Its for my 1998 Frontier 5speed 4wd.
any help is appreciated.


----------



## Cusser (Apr 16, 2004)

Mine was 2WD, 4WD is more work. Lots of the connecting bolts engine-to-transmission very VERY tight. You're looking at about $1K to have a shop do this. 

Have you done clutches before? If you have, and were successful, you'd likely do OK.


----------



## smj999smj (Jan 1, 2006)

If the noise is when the clutch pedal is released, but goes away when you depress the clutch pedal (which puts a load on the release bearing), then the problem is a bad transmission input shaft bearing. The front cover and bellhousing of the trans will need to come off after you remove the trans from the vehicle. The bearing will need to be pulled off and pressed on.
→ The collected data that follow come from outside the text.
PR #1198, opened 2025-04-15
4541256 support https tls mode

LiboYu2:
Major changes: 
1 support both https TLS mode and client server TLS mode. The current tls modes are saved in status fields and new tls modes are saved in spec fields. 
2 support TLS mode ratation by calling https cert rotation API.
3 use http/v2/health for liveness/readiness/startup probe. It is also used in podfacts' script.

Fen's change is already merged into master. Some e2e tests failed in my local environment because of issues from the image built from Fen's branch and I want to see whether the new daily build can resolve those failures.


pkg/controllers/vdb/createdb_reconciler.go
```diff
@@ -140,6 +140,13 @@ func (c *CreateDBReconciler) execCmd(ctx context.Context, initiatorPod types.Nam
 			c.Log.Error(err2, "failed to execute TLS DDLs after db creation stderr - "+stderr)
 			return ctrl.Result{}, err2
 		}
+		httpsTLSMode := vapi.MakeNMATLSMode(c.Vdb.Spec.HTTPSTLSMode)
+		clientTLSMode := vapi.MakeClientServerTLSMode(c.Vdb.Spec.ClientServerTLSMode)
+		err = vdbstatus.UpdateTLSModes(ctx, c.VRec.GetClient(), c.Vdb, []*vapi.TLSMode{httpsTLSMode, clientTLSMode})
```
cchen-vertica, line 145: Here we just update TLSMode in vdb.status, right? We should update TLSMode in database first, then we update the status.

pkg/controllers/vdb/createdb_reconciler.go
```diff
@@ -342,7 +349,6 @@ func (c *CreateDBReconciler) generateAWSTlsSQL(sb *strings.Builder) {
 	fmt.Fprintf(sb, "ADD CA CERTIFICATES server_ca_cert TLSMODE 'TRY_VERIFY';\n")
```
cchen-vertica, line 349: Here the mode is still hardcoded.

pkg/controllers/vdb/init_db.go
```diff
@@ -98,14 +98,21 @@ func (g *GenericDatabaseInitializer) runInit(ctx context.Context) (ctrl.Result,
...
+			return ctrl.Result{}, err
+		}
+		clientSec := vapi.MakeClientServerTLSSecretRef(g.Vdb.Spec.ClientServerTLSSecret)
+		if err := vdbstatus.UpdateSecretRef(ctx, g.VRec.GetClient(), g.Vdb, clientSec); err != nil {
+			return ctrl.Result{}, err
+		}
+		sRefs := []*vapi.SecretRef{
+			sec, clientSec,
+		}
+		if err := vdbstatus.UpdateSecretRefs(ctx, g.VRec.GetClient(), g.Vdb, sRefs); err != nil {
```
cchen-vertica, line 113: Why do we need to update the secret refs again?

pkg/controllers/vdb/obj_reconciler.go
```diff
@@ -671,7 +671,7 @@ func (o *ObjReconciler) handleStatefulSetUpdate(ctx context.Context, sc *vapi.Su
 	// If the NMA deployment type is changing, we cannot do a rolling update for
 	// this change. All pods need to have the same NMA deployment type. So, we
 	// drop the old sts and create a fresh one.
-	if isNMADeploymentDifferent(curSts, expSts) {
+	if isNMADeploymentDifferent(curSts, expSts) || isLivenessPortDifferent(curSts, expSts) {
```
cchen-vertica, line 674: Enrich the comment a little bit.

pkg/controllers/vdb/obj_reconciler.go
```diff
@@ -815,6 +815,11 @@ func isNMADeploymentDifferent(sts1, sts2 *appsv1.StatefulSet) bool {
 	return vk8s.HasNMAContainer(&sts1.Spec.Template.Spec) != vk8s.HasNMAContainer(&sts2.Spec.Template.Spec)
 }
 
+// isLivenessPortDifferent will return true if the two stateful sets use different http port for livness check
+func isLivenessPortDifferent(sts1, sts2 *appsv1.StatefulSet) bool {
+	return vk8s.GetLivenessProbePort(&sts1.Spec.Template.Spec) != vk8s.GetLivenessProbePort(&sts2.Spec.Template.Spec)
```
cchen-vertica, line 820: Could we make this more generic: isHealthCheckDifferent(), return when livenessProbe or startupProbe or readinessProbe is different. Not only compare the port, but we also compare path and scheme.

pkg/controllers/vdb/tlsmode_reconciler.go
```diff
@@ -0,0 +1,275 @@
...
+		VRec:       vdbrecon,
+		Vdb:        vdb,
+		Log:        log.WithName("TLSModeReconciler"),
+		Dispatcher: dispatcher,
+		PRunner:    prunner,
+		Pfacts:     pfacts,
+	}
+}
+
+// Reconcile will create a TLS secret for the http server if one is missing
```
cchen-vertica, line 68: update the comment here

pkg/controllers/vdb/tlsmode_reconciler.go
```diff
@@ -0,0 +1,275 @@
...
+		return ctrl.Result{}, nil
+	}
+	if h.Vdb.Spec.HTTPSTLSMode == h.Vdb.GetNMATLSModeInUse() &&
+		h.Vdb.Spec.ClientServerTLSMode == h.Vdb.GetClientServerTLSModeInUse() {
+		return ctrl.Result{}, nil
+	}
+	h.Log.Info(fmt.Sprintf("https: current tls mode - %s, spec tls mode - %s", h.Vdb.GetNMATLSModeInUse(), h.Vdb.Spec.HTTPSTLSMode))
+	h.Log.Info(fmt.Sprintf("client: current tls mode - %s, spec tls mode - %s", h.Vdb.GetClientServerTLSModeInUse(),
+		h.Vdb.Spec.ClientServerTLSMode))
+	h.VRec.Eventf(h.Vdb, corev1.EventTypeNormal, events.NMATLSModeUpdateStarted,
```
cchen-vertica, line 81: The event should be more generic: TLSModeUpdateStarted

pkg/controllers/vdb/tlsmode_reconciler.go
```diff
@@ -0,0 +1,275 @@
...
+
+	if currentHTTPSTLSMode != newHTTPSTLSMode {
+		h.Log.Info(fmt.Sprintf("ready to change HTTPS TLS mode from %s to %s", currentHTTPSTLSMode, newHTTPSTLSMode))
+	}
+	if currentClientTLSMode != newClientTLSMode {
+		h.Log.Info(fmt.Sprintf("ready to change client TLS mode from %s to %s", currentClientTLSMode, newClientTLSMode))
+	}
+
+	currentCert := string(currentSecret.Data[corev1.TLSCertKey])
+	keyConfig := fmt.Sprintf("{\"data-key\":%q, \"namespace\":%q}", corev1.TLSPrivateKeyKey, h.Vdb.Namespace)
```
cchen-vertica, line 139: Will AWS key have this format? AWS key shouldn't have namespace.

pkg/controllers/vdb/tlsmode_reconciler.go
```diff
@@ -0,0 +1,275 @@
...
+		h.Log.Info("tls modes retrieved from db are saved into vdb status")
+		h.VRec.Eventf(h.Vdb, corev1.EventTypeNormal, events.NMATLSModeUpdateSucceeded,
+			"Successfully updated TLS modes after reviving. https - %s, client - %s", h.Vdb.Spec.HTTPSTLSMode,
+			h.Vdb.Spec.ClientServerTLSMode)
+	}
+	return ctrl.Result{}, nil
+}
+
+func (h *TLSModeReconciler) loadTLSModeAfterRevive(ctx context.Context, tlsConfig int) (bool, ctrl.Result, error) {
+	currentTLSMode, _ := h.getCurrentTLSMode(tlsConfig)
```
cchen-vertica, line 203: Here you get tls mode from status, but where did you put the correct tls mode into the status?

tests/e2e-leg-12/scale-in-db-with-threshold-hpa/41-wait-for-prometheus.yaml
```diff
@@ -14,4 +14,4 @@
 apiVersion: kuttl.dev/v1beta1
 kind: TestStep
 commands:
-  - script: "sleep 60"
\ No newline at end of file
+  - script: "sleep 60"
```
cchen-vertica, line 17: Why do we need this sleep? Can we explicitly specify the object we are waiting for?

cchen-vertica (commented):
After we have tlsmode_reconciler, we shouldn't distinguish create_db, revive_db, update_db use cases. In that reconciler, we can get the current tlsMode from status, and then compare it with spec.tlsMode to see if we need to update it. The status should come from vertica server.

Moreover, I see we rotate certs too in tlsmode_reconciler. We could have an https_tls_reconciler to reconcile https's tlsmode and certificates, and a client_server_tls_reconciler to reconcile server's tlsmode and certificates.

cchen-vertica:
Add changie files since you added new fields.

LiboYu2:
> After we have tlsmode_reconciler, we shouldn't distinguish create_db, revive_db, update_db use cases. In that reconciler, we can get the current tlsMode from status, and then compare it with spec.tlsMode to see if we need to update it. The status should come from vertica server.
> 
> Moreover, I see we rotate certs too in tlsmode_reconciler. We could have an https_tls_reconciler to reconcile https's tlsmode and certificates, and a client_server_tls_reconciler to reconcile server's tlsmode and certificates.

I used rotate API to change TLS mode as we don't have vclusterops API for that. It would be convenient if we have a generic vclusterops API to run any DDLs.

The https and client server reconcile processes are very similar. We can do a lot of optimization when handling them together.
For instance, we can make one meta upgrade call and restart NMA once for both. We can have a single tls_reconciler to handle them at the same time.

api/v1/verticadb_types.go
```diff
@@ -369,6 +369,19 @@ type VerticaDBSpec struct {
 	// Create client proxy pods for the subcluster if defined
 	// All incoming connections to the subclusters will be routed through the proxy pods
 	Proxy *Proxy `json:"proxy,omitempty"`
+
+	// +operator-sdk:csv:customresourcedefinitions:type=spec,xDescriptors="urn:alm:descriptor:com.tectonic.ui:hidden"
```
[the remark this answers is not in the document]
LiboYu2: Originally NMATLSMode was used and later we decided to use HTTPSTLSMode. 
v1beta1 is using HTTPServerTLSSecret.  If we change NMATLSSecret to HttpsTLSSecret, we have to convert it between two different v1 versions. Do we need to create a v1.1 for that?

api/v1/verticadb_types.go
```diff
@@ -1002,6 +1022,15 @@ type SecretRef struct {
 	Type string `json:"type"`
 }
 
+type TLSMode struct {
+	// +operator-sdk:csv:customresourcedefinitions:type=status
+	// TLS mode
+	Mode string `json:"name"`
```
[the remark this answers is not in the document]
LiboYu2: That is copied from "SecretRef".  It should be "name".

api/v1/helpers.go
```diff
@@ -1505,6 +1553,27 @@ func SetSecretRef(refs *[]SecretRef, newRef SecretRef) (changed bool) {
 	return changed
 }
 
+// SetTLSMode updates the slice with a new TLSMode by Type, and returns true if any changes occurred.
+func SetTLSMode(refs *[]TLSMode, newRef TLSMode) (changed bool) {
+	if refs == nil {
```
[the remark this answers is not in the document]
LiboYu2: That is a good question! It took me quite some time to figure out the answer. 
I think this nil checking is not required. Here is how to function is called:
      vapi.SetTLSMode(&vdb.Status.TLSModes, *tlsMode)
The refs is a pointer that stores the address of vdb.Status.TLSModes, which will never be nil. 
I will remove it.

tests/e2e-leg-12/scale-in-db-with-threshold-hpa/41-wait-for-prometheus.yaml
LiboYu2: I did not write the original test case. I added a "\n" at the end of the line.

pkg/controllers/vdb/tlsmode_reconciler.go
roypaulin, line 1: After yesterday's conversation, this should not be a separate reconciler, even temporarily. We are calling the same vclusterops api as httpscertrotation reconciler. There is a lot of code duplication. 
Moreover, a user can change the secret and tls mode at the same time. Normally, we would call rotate_https_cert with the new cert and tls mode, but with this we will call it twice, once for certrotation and the 2nd time for changing tls mode; that's not right.
https_cert_rotation reconciler only needs some minor changes to support changing tls mode.
Later when that new api (we discuss about yesterday) is available, we can rename httpscertrotation_reconciler and expand it even more to support setting tls config.

@cchen-vertica you are the main reviewer so I will let you decide if Libo should enforce this. But we already know that there will be one reconciler for tls so let's not add code we know we will remove.

pkg/controllers/vdb/verticadb_controller.go
```diff
@@ -255,12 +255,12 @@ func (r *VerticaDBReconciler) constructActors(log logr.Logger, vdb *vapi.Vertica
...
 		MakeStatusReconciler(r.Client, r.Scheme, log, vdb, pfacts),
-		// Creates or updates any k8s objects the CRD creates. This includes any
-		// statefulsets and service objects.
-		MakeObjReconciler(r, log, vdb, pfacts, ObjReconcileModeAll),
 		// Set version info in the annotations and check that the deployment is
 		// compatible with the image.
 		MakeImageVersionReconciler(r, log, vdb, prunner, pfacts, false /* enforceUpgradePath */),
+		// Creates or updates any k8s objects the CRD creates. This includes any
+		// statefulsets and service objects.
+		MakeObjReconciler(r, log, vdb, pfacts, ObjReconcileModeAll),
```
roypaulin, line 263: Why did you move this reconciler?

roypaulin (changes requested):
@LiboYu2 you should merge main into your branch to get the changes I made.

pkg/controllers/vdb/httpscertrotation_reconciler.go
```diff
@@ -68,8 +68,8 @@ func (h *HTTPSCertRotationReconciler) Reconcile(ctx context.Context, _ *ctrl.Req
 	if h.Vdb.IsStatusConditionTrue(vapi.HTTPSCertRotationFinished) && h.Vdb.IsStatusConditionTrue(vapi.TLSCertRotationInProgress) {
 		return ctrl.Result{}, nil
 	}
-	currentSecretName := h.Vdb.GetNMATLSSecretNameInUse()
-	newSecretName := h.Vdb.Spec.NMATLSSecret
+	currentSecretName := h.Vdb.GetHTTPSTLSSecretNameInUse()
+	newSecretName := h.Vdb.Spec.HTTPSTLSSecret
```
roypaulin, line 72: We cannot straight out replace nmaTLSSecret with httpsTLSSecret. At least not until it is completely removed. We need to think about backward compatibility.
If a user is coming from an older version, they will have nmaTLSSecret set. We will ignore their secret and generate a new one because httpsTLSSecret is empty. We do not want that.
We also do not want the user to be able to set both nmaTLSSecret and httpsTLSSecret.

The scope of this PR is already pretty so you can do ir in a follow-up PR. Please just make sure you track it somewhere.
We need to do this before releasing.

roypaulin (changes requested):

pkg/controllers/vdb/verticadb_controller.go
LiboYu2: ObjReconciler needs to know the image version when building the pod. That way,  HTTP probe endpoint will be used instead of HTTPS one. That is for VERIFY_CA.

pkg/controllers/vdb/tlsmode_reconciler.go
```diff
@@ -0,0 +1,275 @@
...
+	}
+	sql := fmt.Sprintf("select mode from tls_configurations where name='%s';", tlsConfigName)
+	cmd := []string{"-tAc", sql}
+	stdout, stderr, err := h.PRunner.ExecVSQL(ctx, initiatorPod.GetName(), names.ServerContainer, cmd...)
+	h.Log.Info(fmt.Sprintf("%s tls mode from db - %s", tlsConfigName, stdout))
+	if err != nil || strings.Contains(stderr, "Error") {
+		h.Log.Error(err, fmt.Sprintf("failed to retrieve %s TLS mode after reviving db, stderr - %s", tlsConfigName, stderr))
+		return false, ctrl.Result{}, err
+	}
+	currentTLSMode = h.getTLSMode(stdout)
```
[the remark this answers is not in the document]
LiboYu2: That is for revive_db.

pkg/controllers/vdb/httpscertrotation_reconciler.go
LiboYu2: As discussed, we will make "nmaTLSSecret" immutable in webhook after it is initialized. And we will set the initial value of httpsTLSSecret from nmaTLSSecret if it is not empty. For cert rotation, users should use httpsTLSSecret

pkg/controllers/vdb/tlsservercertgen_reconciler.go
```diff
@@ -64,7 +64,6 @@ func (h *TLSServerCertGenReconciler) Reconcile(ctx context.Context, _ *ctrl.Requ
 			h.Log.Error(err, "failed to initialize httpsTLSSecret from nmaTLSSecret")
 			return ctrl.Result{}, err
 		}
-		h.Vdb.Spec.HTTPSTLSSecret = h.Vdb.Spec.NMATLSSecret
```
roypaulin: This is not needed. updating vdb will update the pointer.

pkg/controllers/vdb/verticadb_controller.go
roypaulin: There is already another MakeImageVersionReconciler before obj_reconciler at line 236. No need to change the order.

api/v1/verticadb_types.go
```diff
@@ -1038,7 +1038,7 @@ type SecretRef struct {
 type TLSMode struct {
 	// +operator-sdk:csv:customresourcedefinitions:type=status
 	// TLS mode
-	Mode string `json:"name"`
+	Mode string `json:"mode"`
```
roypaulin, line 1041: It is best practice to have the json name match the firld name

pkg/controllers/vdb/httpscertrotation_reconciler.go
```diff
@@ -197,3 +255,22 @@ func GetAWSCertsConfig(vdb *vapi.VerticaDB) (keyConfig, certConfig, caCertConfig
 	caCertConfig = fmt.Sprintf("{\"json-key\":%q, \"region\":%q}", paths.HTTPServerCACrtName, region)
 	return
 }
+
+func (h *HTTPSCertRotationReconciler) updateTLSConfig() int {
```
roypaulin, line 259: precheck to know if any https tls field changed

pkg/controllers/vdb/httpscertrotation_reconciler.go
```diff
@@ -121,65 +127,117 @@ func (h *HTTPSCertRotationReconciler) Reconcile(ctx context.Context, _ *ctrl.Req
...
-			rotatehttpscerts.WithTLSMode(h.Vdb.Spec.HTTPSTLSMode),
-			rotatehttpscerts.WithInitiator(initiatorPod.GetPodIP()),
+	h.VRec.Eventf(h.Vdb, corev1.EventTypeNormal, events.HTTPSCertRotationSucceeded,
+		"Successfully rotated https cert with secret name %s and mode %s", h.Vdb.Spec.HTTPSTLSSecret, tlsData.tlsMode)
+
+	return err
+}
+
+// buildHTTPSTLSUpdateData constructs the data needed for tls update
+func (h *HTTPSCertRotationReconciler) buildHTTPSTLSUpdateData(ctx context.Context,
```
roypaulin, line 187: collect tls info for vclusterops in a single place

api/v1/verticadb_types.go
LiboYu2: Please try to avoid refactoring the code. My setup tls config branch relies on this branch. You are creating a lot of trouble for me.

roypaulin:
Also, please add unit tests. They are very important to make sure new code doesn't introduce bugs.

@cchen-vertica please make tls-related code has good unit test coverage. It can be done in this PR or in a follow up PR. But it has to be done.

pkg/controllers/vdb/httpscertrotation_reconciler.go
ningdeng: address the comments?

.github/actions/run-e2e-leg/action.yaml
```diff
@@ -192,6 +195,7 @@ runs:
 
           # Run test with cert rotation enabled
           export USE_CERT="${{ inputs.use-cert }}"
+          export E2E_TEST_DIRS=$E2E_TEST_DIRS_EXCLUDE_VC_ONLY
```
cchen-vertica, line 199: e2e-leg-6-vc-only won't be added to E2E_TEST_DIRS so the tests in it won't be run.  Check "USE_CERT" in line 188 and 189, then remove E2E_TEST_DIRS_EXCLUDE_VC_ONLY

cchen-vertica:
@LiboYu2 Could you rebase the branch on master? There are too many conflicted commits, and you should know which needs to keep and which doesn't.

cchen-vertica (approved):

If you don't have the tools and capability to do this, then you will need to have a shop do it. Of course, with the trans removed, it doesn't make any sense to not replace the clutch assy. as well as inspect the rear main seal and holder for oil leaks (and repair, if nec.). For repair prices, check out RepairPrice Estimator - Get an Estimate for a Service or Repair on Your Car : RepairPal


----------



## csagenlee (Oct 18, 2010)

Along the lines of clutches I have another question. The clutch in my 98 4x4 is on it's way out and with mine it is the opposite...with the clutch depressed about everyother time I hear a griding sound. Usually if I release the clutch and depress it, it goes away...but only does it while in gear. It will not make that noise when I sit in neutral and press the clutch in and out. I have been told it might be either the pilot bearing or the throw out bearing.


----------